I think the memory of the boys and Richard on the hammock that stands out the most was when the boys were about two and four. I left them to go to the store for about 15 minutes. When I returned home, I found all three of them naked. Grinning, very proud of themselves, the boys announced all of the places that they had watered around the yard. This adventure was Daddy's way of potty training the boys. They would rest on the hammock and drink their "grog" and then water the grass and trees.

When we moved, we found a new home for it on our front porch. Again, it became my respite. It's where I retreat when I just need to relax. It supports me and sways me gently in its gentle embrace. The boys come to cuddle less frequently, and it's no longer a ship in a storm. Times have changed. We've all grown up. There are times, when I find one of them nestled in with a book on the hammock reading "just to get away" or "just to calm down for a while."

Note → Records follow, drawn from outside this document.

PR #535, opened 2019-12-19
Add loose nodes tip

### LINKED ISSUE #496: Invalid end error is presented as "Errors IN ..." on the left panel
The problem is in word "IN" the problem is not inside node, but the node is a problem. One solution for that could be excluding this type of error from grouping in "Errors in ..."

PPiedel:
This resolves #496


ui/client/components/tips/ErrorhHeader.js
```diff
@@ -0,0 +1,8 @@
+import React from "react"
+
+export function ErrorHeader(props) {
```
lciolecki: Do we need external file for this and for Node ErrorLink? If you use it only in Errors, maybe better way is creating two functional components in Errors?

PPiedel: Yes, you're right, done

Issue #475, opened 2019-12-06
with grouping mode enabled double clicking on a node opens process properties


witekw:
We should not open anything.

PR #545, opened 2019-12-23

My hammock has the best view of the sky, and it holds treasured memories.




I am grateful that my husband gave me such a wonderful wedding gift, the gift of support and safety. I now gaze at the deer in our front lawn, our cats hunting, the boys riding bikes in the driveway, the birds flying from tree to tree, the trees rustling in the breeze, and the clouds shape-shifting in the ever-changing sky. I am blessed to have a little piece of Heaven here on Earth. I am grateful that I can appreciate my blessings. What a wonderful gift!

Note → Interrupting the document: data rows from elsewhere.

PR #550, opened 2019-12-30
Add String editor

### LINKED ISSUE #505: Editor for string type
We need to have editor for string type that will not need to add quotes around value - user will fill `foo bar` instead of `'foo bar'`
IMO:
- should be possible to switch between human-friendly editor and expressions (like in grafana)
- editor should be accessible for all fields with type: java.lang.String
- editor should be by default in "expression" mode
- if expression saved in process have value matching `/'.*'/` pattern, we should render it using string editor. Otherwise (e.g. #input.foo) we should use "expression" mode
- default editor can be changed on backend side (will be done in other task)

UI challenge that I can see: user can by mistake write `'foo bar'` in string editor. We should give clear experience about which mode is enabled.

PPiedel:
This resolves #505

### DIFF
--- a/ui/client/components/graph/node-modal/editors/expression/BoolEditor.js
+++ b/ui/client/components/graph/node-modal/editors/expression/BoolEditor.js
@@ -5,8 +5,8 @@ import PropTypes from "prop-types"
 export default function BoolEditor(props) {
 
   const {
-    renderFieldLabel, fieldLabel, fieldName, expressionObj, isMarked, readOnly, onValueChange, switchableTo, toggleEditor,
-    shouldShowSwitch, rowClassName, valueClassName, displayRawEditor, switchableToHint, notSwitchableToHint
+    expressionObj, readOnly, onValueChange,
+    shouldShowSwitch
   } = props
 
   const trueValue = {expression: "true", label: "true"}
@@ -19,34 +19,20 @@ export default function BoolEditor(props) {
         falseValue
       ]}
       defaultValue={trueValue}
-      renderFieldLabel={renderFieldLabel}
-      fieldLabel={fieldLabel}
       expressionObj={expressionObj}
       onValueChange={onValueChange}
       readOnly={readOnly}
-      switchableTo={switchableTo}
-      switchableToHint={switchableToHint}
-      notSwitchableToHint={notSwitchableToHint}
-      toggleEditor={toggleEditor}
       shouldShowSwitch={shouldShowSwitch}
-      rowClassName={rowClassName}
-      valueClassName={valueClassName}
-      displayRawEditor={displayRawEditor}
     />
   )
 }
 
 BoolEditor.propTypes = {
-  renderFieldLabel: PropTypes.func,
-  fieldLabel: PropTypes.string,
   expressionObj: PropTypes.object,
   onValueChange: PropTypes.func,
   readOnly: PropTypes.bool,
-  switchable: PropTypes.bool,
-  toggleEditor: PropTypes.func,
   shouldShowSwitch: PropTypes.bool,
   rowClassName: PropTypes.string,
-  valueClassName: PropTypes.string
 }
 
 const parseable = (expressionObj) => {
--- a/ui/client/components/graph/node-modal/editors/expression/BoolEditor.js
+++ b/ui/client/components/graph/node-modal/editors/expression/BoolEditor.js
@@ -5,8 +5,8 @@ import PropTypes from "prop-types"
 export default function BoolEditor(props) {
 
   const {
-    renderFieldLabel, fieldLabel, fieldName, expressionObj, isMarked, readOnly, onValueChange, switchable, toggleEditor,
-    shouldShowSwitch, rowClassName, valueClassName, displayRawEditor, switchableHint
+    renderFieldLabel, fieldLabel, fieldName, expressionObj, isMarked, readOnly, onValueChange, switchableTo, toggleEditor,
+    shouldShowSwitch, rowClassName, valueClassName, displayRawEditor, switchableToHint, notSwitchableToHint
   } = props
 
   const trueValue = {expression: "true", label: "true"}
@@ -24,8 +24,9 @@ export default function BoolEditor(props) {
       expressionObj={expressionObj}
       onValueChange={onValueChange}
       readOnly={readOnly}
-      switchable={switchable}
-      hint={switchableHint()}
+      switchableTo={switchableTo}
+      switchableToHint={switchableToHint}
+      notSwitchableToHint={notSwitchableToHint}
       toggleEditor={toggleEditor}
       shouldShowSwitch={shouldShowSwitch}
       rowClassName={rowClassName}
@@ -55,9 +56,12 @@ const parseable = (expressionObj) => {
 }
 
 const supportedLanguage = "spel"
+const supportedFieldType = "Boolean"
 
-BoolEditor.switchableOnto = (expressionObj) => parseable(expressionObj) || _.isEmpty(expressionObj.expression)
-BoolEditor.nonSwitchableOntoHint = "Expression must be equal to true or false to switch to basic mode"
+BoolEditor.switchableTo = (expressionObj) => parseable(expressionObj) || _.isEmpty(expressionObj.expression)
 
-BoolEditor.switchableFrom = (_) => true
-BoolEditor.switchableFromHint = "Switch to expression mode"
+BoolEditor.switchableToHint = "Switch to basic mode"
+
+BoolEditor.notSwitchableToHint = "Expression must be equal to true or false to switch to basic mode"
+
+BoolEditor.isSupported = (fieldType) => fieldType === supportedFieldType
--- a/ui/client/components/graph/node-modal/editors/expression/BoolEditor.js
+++ b/ui/client/components/graph/node-modal/editors/expression/BoolEditor.js
@@ -51,8 +51,10 @@ BoolEditor.propTypes = {
 const parseable = (expressionObj) => {
   const expression = expressionObj.expression
   const language = expressionObj.language
-  return (expression === "true" || expression === "false") && language === "spel"
+  return (expression === "true" || expression === "false") && language === supportedLanguage
 }
+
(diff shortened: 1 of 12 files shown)


ui/client/components/graph/node-modal/editors/expression/SwitchIcon.js
```diff
@@ -1,18 +1,25 @@
...
+
+    if (!displayRawEditor)
+      return "Switch to expression mode"
+
+    if (switchable) {
+      return "Switch to basic mode"
+    } else if (fieldType === Types.BOOLEAN || fieldType === Types.EXPRESSION) {
+      return "Expression must be equal to true or false to switch to basic mode"
+    } else if (fieldType === Types.STRING) {
+      return "Expression must be surrounded by single quotation marks or be empty to switch to basic mode"
```
witekw: This is not true, "expression must be a simple string literal i.e. text surrounded by single quotation marks".

ui/client/components/graph/node-modal/editors/expression/StringEditor.js
```diff
@@ -0,0 +1,20 @@
...
+  return <RawEditor {...props} trimValue={trim} formatValue={format}/>
+}
+
+export const parseableString = (expressionObj) => {
+  const expression = expressionObj.expression
+  const language = expressionObj.language
+  return stringPattern.test(expression) && language === "spel"
+}
+
+const stringPattern = /^'.*'$/
```
mproch: What about expression:   'first_part' + #input.myVar + 'second_part'? And what about "?

ui/client/components/graph/node-modal/editors/expression/StringEditor.js
```diff
@@ -0,0 +1,20 @@
+import React from "react"
```
mproch: I don't think we should have suggestions in "simple" mode? they won't work anyway?

PPiedel: What about completion suggestions like: #meta.processName ? They still work.

ui/client/components/graph/node-modal/editors/expression/SwitchIcon.js
PPiedel: Done

ui/client/components/graph/node-modal/editors/expression/StringEditor.js
PPiedel: I see now that is a bit more complicated than we thought. 
Two questions:
1. Any phrase which is not in '...' should start with # ? 
2. Are "..." valid replacement for '...'?

ui/client/components/graph/node-modal/editors/expression/SwitchIcon.js
```diff
@@ -1,18 +1,25 @@
...
 
 export default function SwitchIcon(props) {
 
-  const {switchable, onClick, shouldShowSwitch, displayRawEditor, title, readOnly} = props
+  const {switchable, onClick, shouldShowSwitch, displayRawEditor, title, readOnly, fieldType} = props
 
-  function hint(switchable, displayRawEditor, readOnly) {
-    if (readOnly) {
+  function hint() {
+    if (readOnly)
```
lciolecki: brackets

ui/client/components/graph/node-modal/editors/expression/SwitchIcon.js
```diff
@@ -1,18 +1,25 @@
...
       return "Switching to basic mode is disabled. You are in read-only mode"
-    } else {
-      return !displayRawEditor ? "Switch to expression mode" :
-        (switchable ? "Switch to basic mode" :
-          "Expression must be equal to true, false or be empty to switch to basic mode")
+
+    if (!displayRawEditor)
```
lciolecki: brackets

PPiedel: Done

ui/client/components/graph/node-modal/editors/expression/SwitchIcon.js
PPiedel: Done

ui/client/components/graph/node-modal/editors/expression/StringEditor.js
PPiedel: Change to standard input, without suggestions

ui/client/components/graph/node-modal/editors/expression/StringEditor.js
PPiedel: "" is supported now

ui/client/components/graph/node-modal/editors/expression/StringEditor.js
```diff
@@ -0,0 +1,39 @@
...
+
+}
+
+export const parseableString = (expressionObj) => {
+  const expression = expressionObj.expression
+  const language = expressionObj.language
+  return stringPattern.test(expression) && language === "spel"
+}
+
+const stringPattern = /(^['].*'$)|(^".*"$)/
```
mproch: the second part should also contain ^["]? Let's also add (at least) comment that we don't handle expressions with escaped '/"...

ui/client/components/graph/node-modal/editors/expression/EditorType.js
```diff
@@ -13,32 +13,54 @@ class EditorType {
...
+      case Types.STRING:
+        return !displayRawEditor && this.switchableToStringEditor(expressionObj) ? Types.STRING_EDITOR : Types.RAW_EDITOR
       case Types.EXPRESSION_WITH_FIXED_VALUES || Types.RAW_EDITOR:
         return fieldType
       default:
         return Types.RAW_EDITOR
     }
   }
 
+  switchable = (editorName, expressionObj, fieldType) => {
```
mproch: wouldn't it be more clear if custom editors were classes with switchable method, checking both type and custom conditions? And also some nonSwitchableHint field/method? Now the logic is pretty scattered and it's not so clear how to add new editors without adding many case expressions...

ui/client/components/graph/node-modal/editors/expression/StringEditor.js
PPiedel: [] brackets are actually unnecessary, I've added also comment about ecaped characters

ui/client/components/graph/node-modal/editors/expression/EditorType.js
PPiedel: I've moved some logic to editors

ui/client/components/graph/node-modal/editors/expression/BoolEditor.js
```diff
@@ -45,4 +46,16 @@ BoolEditor.propTypes = {
...
   rowClassName: PropTypes.string,
   valueClassName: PropTypes.string
-}
\ No newline at end of file
+}
+
+const parseable = (expressionObj) => {
+  const expression = expressionObj.expression
+  const language = expressionObj.language
+  return (expression === "true" || expression === "false") && language === "spel"
```
lciolecki: "spel" should be defined as const

ui/client/components/graph/node-modal/editors/expression/EditorType.js
```diff
@@ -1,41 +1,48 @@
...
+  [Types.STRING_EDITOR]: {
+    editor: StringEditor,
+    switchable: BoolEditor.switchableFrom(),
+    switchableHint: (_) => StringEditor.switchableFromHint,
+    supportedFieldType: Types.STRING
+  },
+  [Types.EXPRESSION_WITH_FIXED_VALUES]: {
+    editor: ExpressionWithFixedValues,
+    switchable: false,
+    switchableHint: null
```
lciolecki: Do we need set there null?

ui/client/components/graph/node-modal/editors/expression/EditorType.js
```diff
@@ -1,41 +1,47 @@
...
+  },
+  [Types.BOOL_EDITOR]: {
+    editor: BoolEditor,
+    switchable: BoolEditor.switchableFrom(),
+    switchableHint: (_) => BoolEditor.switchableFromHint,
+  },
+  [Types.STRING_EDITOR]: {
+    editor: StringEditor,
+    switchable: BoolEditor.switchableFrom(),
+    switchableHint: (_) => StringEditor.switchableFromHint,
```
mproch: but it should be other way round:
- switchableTo 
- switchableToHint
- notSwitchableToHint

ui/client/components/graph/node-modal/editors/expression/EditableExpression.js
```diff
@@ -28,20 +33,22 @@ export default class EditableExpression extends React.Component {
...
-    displayRawEditor: !this.state.displayRawEditor
-  })
-
-  switchable = (editorName, expressionObj) => {
-    switch (editorName) {
-      case Types.BOOL_EDITOR:
-        return true
-      case Types.RAW_EDITOR:
-        return editorType.switchableToBooleanEditor(expressionObj)
+  editorName = (fieldType, expressionObj, displayRawEditor) => {
```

We all need to find that place where all is well in the world. One of my gateways to my inner place of harmony and peace is swaying gently on my hammock.

Namaste,
L


Monday, September 26, 2011

Raspberry Awaits

The raspberry, a ruby glowing
in the light of the setting sun.
It calls to me as if to say,
"You have come.
I have been
waiting."

I embrace its beckoning,
framing the moment
it caught my eye.
I give thanks
smiling.


I pluck the precious jewel from the vine.
It smiles its thanks in my hand,
"Thank you, my friend.
I knew that this too
would pass,
and you
would
show
 up."

                                                                     What
                                                                                                          Faith
                                                                                     such

                                                  a
                                                            small
                                                                             berry
                                                                                          d
                                                                                             i
                                                                                           s
                                                                                                p
                                                                                        l
                                                                                            a
                                                                                       y
                                                                                               s
                                                                                                  !



May we recognize our blessings with such faith.